27. As noted above, the method adopted by the assessee to make a provision for warranties was examined in any detail and therefore, the AO’s premise that it was unscientific one is clearly not sustainable. In our view, no substantial question of law arises with regard to the decision of the learned Tribunal in directing deletion of the addition made by the AO on account of the provision for warranties. RE: EXPENDITURE ON CSR
28. The AO had deleted the expenses on CSR amounting to ₹4,56,46,135/for the purposes of calculating book profits and determining the tax payable under Section 115JB of the Act. It is also material to note that since the tax determined under the normal provisions of the tax was higher, the AO had assessed the tax chargeable on the said basis and not on the basis of book profits of the assessee.
29. The Tribunal had found that there was no provision under Section 115 JB of the Act, which required the expenditure on CSR to be adjusted for arriving at book profits. It is also settled law that except for adjustments as expressly set out under Section 115JB of the Act, book profits are required to be determined on the basis of accounts maintained in accordance with general accepted accounting principles and in accordance with the applicable law.

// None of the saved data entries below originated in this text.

PR #841, opened 2019-07-15
[ Sublist/Setoid ] use open instead of alias for ⊆-refl etc.

andreasabel:
Gives better jump-to-definition behavior in Emacs.

By using `open M arg renaming (foo to bar)` instead `bar = M.foo arg` I am hoping for better UX.

Issue #556, opened 2018-12-04
Adding an (existentially quantified) sublist


ajrouvoet:
We have `Sublist.Inductive` to relationally define what `xs` are sublists/OPEs of a given `ys`.
It seems useful to me to actually define a notion `Sublist ys` to existentially quantify over the `xs`, with definitions:

```
  ⊤ : ∀ {l} → Sublist l
  ⊥ : ∀ {l} → Sublist l
  Empty : ∀ {l} → Sublist l → Set a
  _∪_ : ∀ {l} → (xs ys : Sublist l) → Sublist l
  _∩_ : ∀ {l} → (xs ys : Sublist l) → Sublist l
```

This is completely analogue to the notion `Fin.Subset n` for natural numbers.

I have these definitions sitting in a branch [here](https://github.com/ajrouvoet/agda-stdlib/commit/b71d00dae5404a8899967a0bcc30dc249ae8f8c9). 
I would like some input on:

- [ ] Where should this be defined?
- [ ] Equality of a sublist to ⊤ appears hard to prove in practice. Proving that the reification of a sublist of xs is equal to xs seems more practical. This begs for the definition of `Every` as a counterpart to `Empty`.

gallais:
```agda
_∪_ : ∀ {l} → (xs ys : Sublist l) → Sublist l
_∩_ : ∀ {l} → (xs ys : Sublist l) → Sublist l
```

Ooooh fancy. I don't think we have meet & joins for the current inductive sublists?

I don't know where this would go.
As for the last point: can't we had a proof that if `reify` equals `xs` then the sublist equals `⊤` whenever the setoid equalities are irrelevant?

ajrouvoet:
We do not have those now indeed, probably exactly because the left operand of the output is then existentially quantified. 

The latter proof I have indeed. So maybe naming the intermediate representation is unnecessary?

After your note on the other issue about closure I realized that this is another example of the closure of a relation, but using the 'somewhere' modality, rather than the everywhere. Might be useful to define that modality and define Sublist as such.

MatthewDaggitt:
As for location I've been thinking about adding a `Predicate` subfolder to match the `Relation` folder for compositional data. This should really live in `Data.List.Predicate.Sublist` right? The only problem is that `Any` and `All` are so widely used that it's going to be backwards compatible nightmare.... I guess we could deprecate the module.

gallais:
[...]

PR #849, opened 2019-07-25
[ Sublist.Setoid ] RawPushout for merging two extensions of a list

andreasabel:
OPE does not have proper pushouts.
For weak pushouts, we would need a groupoid rather than a setoid.
However, we can still have raw pushout diagrams without any proven properties.

I plan to extend this PR to weak pushouts in case of Sublist.Propositional.

### DIFF
--- a/src/Data/List/Relation/Binary/Sublist/Setoid.agda
+++ b/src/Data/List/Relation/Binary/Sublist/Setoid.agda
@@ -92,7 +92,7 @@ open HeterogeneousProperties.Antisymmetry {R = _≈_} {S = _≈_} (λ x≈y _ �
   }
 
 ------------------------------------------------------------------------
--- Weak pushout
+-- Raw pushout
 --
 -- The category _⊆_ does not have proper pushouts.  For instance consider:
 --
@@ -128,12 +128,11 @@ open HeterogeneousProperties.Antisymmetry {R = _≈_} {S = _≈_} (λ x≈y _ �
 
 private
   variable
-    x y z : A
-    xs ys zs us vs : List A
-    τ τ′ τ₁ τ₂ σ σ′ : xs ⊆ ys
+    x y z    : A
+    xs ys zs : List A
+    τ σ      : xs ⊆ ys
 
 record RawPushout (τ : xs ⊆ ys) (σ : xs ⊆ zs) : Set (c ⊔ ℓ) where
-  constructor rawPushout
   field
     {upperBound} : List A
     leg₁         : ys ⊆ upperBound
--- a/src/Data/List/Relation/Binary/Sublist/Setoid.agda
+++ b/src/Data/List/Relation/Binary/Sublist/Setoid.agda
@@ -146,17 +146,26 @@ open RawPushout
 -- Extending the right upper corner.
 
 _∷ʳ₁_ : ∀ y → RawPushout τ σ → RawPushout (y ∷ʳ τ) σ
-y ∷ʳ₁ rpo = record { leg₁ = refl ∷ leg₁ rpo ; leg₂ = y ∷ʳ leg₂ rpo }
+y ∷ʳ₁ rpo = record
+  { leg₁ = refl ∷ leg₁ rpo
+  ; leg₂ = y   ∷ʳ leg₂ rpo
+  }
 
 -- Extending the left lower corner.
 
 _∷ʳ₂_ : ∀ z → RawPushout τ σ → RawPushout τ (z ∷ʳ σ)
-z ∷ʳ₂ rpo = record { leg₁ = z ∷ʳ leg₁ rpo ; leg₂ = refl ∷ leg₂ rpo }
+z ∷ʳ₂ rpo = record
+  { leg₁ = z   ∷ʳ leg₁ rpo
+  ; leg₂ = refl ∷ leg₂ rpo
+  }
 
 -- Extending both of these corners with equal elements.
 
 ∷-rpo : (x≈y : x ≈ y) (x≈z : x ≈ z) → RawPushout τ σ → RawPushout (x≈y ∷ τ) (x≈z ∷ σ)
-∷-rpo x≈y x≈z rpo = record { leg₁ = sym x≈y ∷ leg₁ rpo; leg₂ = sym x≈z ∷ leg₂ rpo }
+∷-rpo x≈y x≈z rpo = record
+  { leg₁ = sym x≈y ∷ leg₁ rpo
+  ; leg₂ = sym x≈z ∷ leg₂ rpo
+  }
 
 ------------------------------------------------------------------------
 -- Left-biased pushout: add elements of left extension first.
--- a/src/Data/List/Relation/Binary/Sublist/Setoid.agda
+++ b/src/Data/List/Relation/Binary/Sublist/Setoid.agda
@@ -14,6 +14,7 @@ module Data.List.Relation.Binary.Sublist.Setoid
   {c ℓ} (S : Setoid c ℓ) where
 
 open import Level using (_⊔_)
+
 open import Data.List.Base using (List; []; _∷_)
 import Data.List.Relation.Binary.Equality.Setoid as SetoidEquality
 import Data.List.Relation.Binary.Sublist.Heterogeneous as Heterogeneous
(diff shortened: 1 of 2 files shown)


src/Data/List/Relation/Binary/Sublist/Setoid.agda
```diff
@@ -79,3 +79,80 @@ open HeterogeneousProperties.Antisymmetry {R = _≈_} {S = _≈_} (λ x≈y _ 
...
+∷-rpo x≈y x≈z rpo = record { leg₁ = sym x≈y ∷ leg₁ rpo; leg₂ = sym x≈z ∷ leg₂ rpo }
+
+------------------------------------------------------------------------
+-- Left-biased pushout: add elements of left extension first.
+
+⊆-merge : (τ : xs ⊆ ys) (σ : xs ⊆ zs) → RawPushout τ σ
+⊆-merge []        σ         = record { leg₁ = σ ; leg₂ = ⊆-refl }
+⊆-merge (y  ∷ʳ τ) σ         = y ∷ʳ₁ ⊆-merge τ σ
+⊆-merge τ@(_ ∷ _) (z  ∷ʳ σ) = z ∷ʳ₂ ⊆-merge τ σ
+⊆-merge (x≈y ∷ τ) (x≈z ∷ σ) = ∷-rpo x≈y x≈z (⊆-merge τ σ)
```
gallais: Should the name mention the fact it is left-biased (with an `\^l` for instance)?
Should it be more informative than `merge` which could also stand for a pullback?

andreasabel: Yes, I had the `l` superscript but deleted it since the `r` version can be obtained by swapping arguments and results.  However, I am happy to put `l` back.

`merge` alludes to the merging of the two superlists similar to what mergesort does.  Alternative: `join`.  I also thought of `pushout`, but this sounds too categorical for my taste; ideally, I'd like to stay closer to FP and mainstream math vocabulary, where possible.

gallais: Ah, yes, meet and join! Related discussion: #556

src/Data/List/Relation/Binary/Sublist/Setoid.agda
```diff
@@ -79,3 +79,80 @@ open HeterogeneousProperties.Antisymmetry {R = _≈_} {S = _≈_} (λ x≈y _ 
...
+--
+-- for some notion of equality _==_ for equality proofs _≈_.
+-- Such a property is given e.g. if _≈_ is proof irrelevant
+-- or forms a groupoid.
+
+private
+  variable
+    x y z : A
+    xs ys zs us vs : List A
+    τ τ′ τ₁ τ₂ σ σ′ : xs ⊆ ys
```
MatthewDaggitt: Standard library convention is that we're not currently using variables for anything except levels and sets.

src/Data/List/Relation/Binary/Sublist/Setoid.agda
```diff
@@ -79,3 +79,80 @@ open HeterogeneousProperties.Antisymmetry {R = _≈_} {S = _≈_} (λ x≈y _ 
...
+
+open RawPushout
+
+------------------------------------------------------------------------
+-- Extending corners of a raw pushout square
+
+-- Extending the right upper corner.
+
+_∷ʳ₁_ : ∀ y → RawPushout τ σ → RawPushout (y ∷ʳ τ) σ
+y ∷ʳ₁ rpo = record { leg₁ = refl ∷ leg₁ rpo ; leg₂ = y ∷ʳ leg₂ rpo }
```
MatthewDaggitt: Please could layout the records as specified by the [style guide](https://github.com/agda/agda-stdlib/blob/master/notes/style-guide.md)

src/Data/List/Relation/Binary/Sublist/Setoid.agda
```diff
@@ -79,3 +79,80 @@ open HeterogeneousProperties.Antisymmetry {R = _≈_} {S = _≈_} (λ x≈y _ 
 ⊆-poset = record
   { isPartialOrder = ⊆-isPartialOrder
   }
+
+------------------------------------------------------------------------
+-- Weak pushout
```
MatthewDaggitt: Do you think this content should go in `Data.List.Relation.Binary.Sublist.Setoid.Categorical`?

src/Data/List/Relation/Binary/Sublist/Setoid.agda
andreasabel: Ok.
(Maybe except the very last, which is very short.)

src/Data/List/Relation/Binary/Sublist/Setoid.agda
andreasabel: Just saw this in the style guide.    But it seems to contradict https://github.com/agda/agda-stdlib/pull/841#pullrequestreview-262429559 where the opposite advice was given.

src/Data/List/Relation/Binary/Sublist/Setoid.agda
andreasabel: Currently, the `Category` tree defines functional control structures such as `RawMonad` and relatives. (Imho, this tree would be better named `Control` like in Haskell to free `Category` for proper category theory; but this would be a too invasive change.)
The stuff under `Categorical` seems to confine itself to define Monad instances etc.
Thus, I am not sure whether such a `Categorical` module would be similar enough to the existing ones. Dunno. @gallais, what would you think?

andreasabel:
I am now thinking that `⊆-joinˡ τ σ` should return a derivation of `xs ⊆ upperBound ...` so the original `join` has been renamed to `pushout`.

src/Data/List/Relation/Binary/Sublist/Setoid.agda
andreasabel: If you want to stick to the strict `variable` policy, I can of course give the explicit type signatures, no problem.

MatthewDaggitt: I'm pretty sure @gallais gave the same advice in #841 

> I think this is a good opportunity to add a private variable block at
the top of Data.List.Relation.Binary.Sublist.Heterogeneous.Properties
declaring the **levels & sets** used in all of these modules.

As for a rationale, It's pretty much for the same reason as you mentioned earlier. The more complex interactions between variables is still a little unstable so we don't want to dive into using them too much for the moment.

src/Data/List/Relation/Binary/Sublist/Setoid.agda
MatthewDaggitt: > Imho, this tree would be better named Control like in Haskell to free Category for proper category theory; but this would be a too invasive change.

Hmm I guess we could change it to `Control` if we kept the old modules around for backwards compatibility... I agree `Categorical` was a bit of a weird naming choice on my part. The beauty of hindsight :smile:

gallais: `Categorical` makes sense given the pre-existing `Category.(Functor/Applicative/Monad)` modules.

JacquesCarette: This is why, in part, the current `agda-categories` uses `Categories` as the top-level name space, so that it can be used alongside `stdlib` with no conflicts. If that name should be changed, the sooner we do that, the better.

MatthewDaggitt: So I think using `Categories` as a top-level subsection is fine. Then, just like `Relation`, different parts of the library can have a `Categorical` folder where they use those definitions.

MatthewDaggitt:
Apologies @andreasabel I did some tidying up after your previous commit without realising that this PR was working on the same file. I've merged the changes in, but you'll need to add in the previously generalised `variable`s.

src/Data/List/Relation/Binary/Sublist/Setoid.agda
andreasabel: I removed this variable block now.

src/Data/List/Relation/Binary/Sublist/Setoid.agda
andreasabel: Concerning this PR, I propose to leave the `RawPushout` here until the `Category` tree goes beyond the category of `Set` and `->`.  Then, the definition of `RawPushout` can be moved to the `Category` tree and the `⊆-pushoutˡ` to a `Categorical` submodule.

30. We find no reason why expenditure incurred on CSR be excluded from the final accounts. The learned counsel for the Revenue has also not provided RAWAL any basis for excluding the expenditure on CSR for determining book profits. We find no infirmity with the decision of the Tribunal in rejecting the AO’s adjustment of expenditure on CSR for determining the book profits under Section 115JB of the Act. Clearly, no substantial question of law arises in this regard as well.
31. In view of the above, the present appeal is dismissed. All pending applications are also disposed of.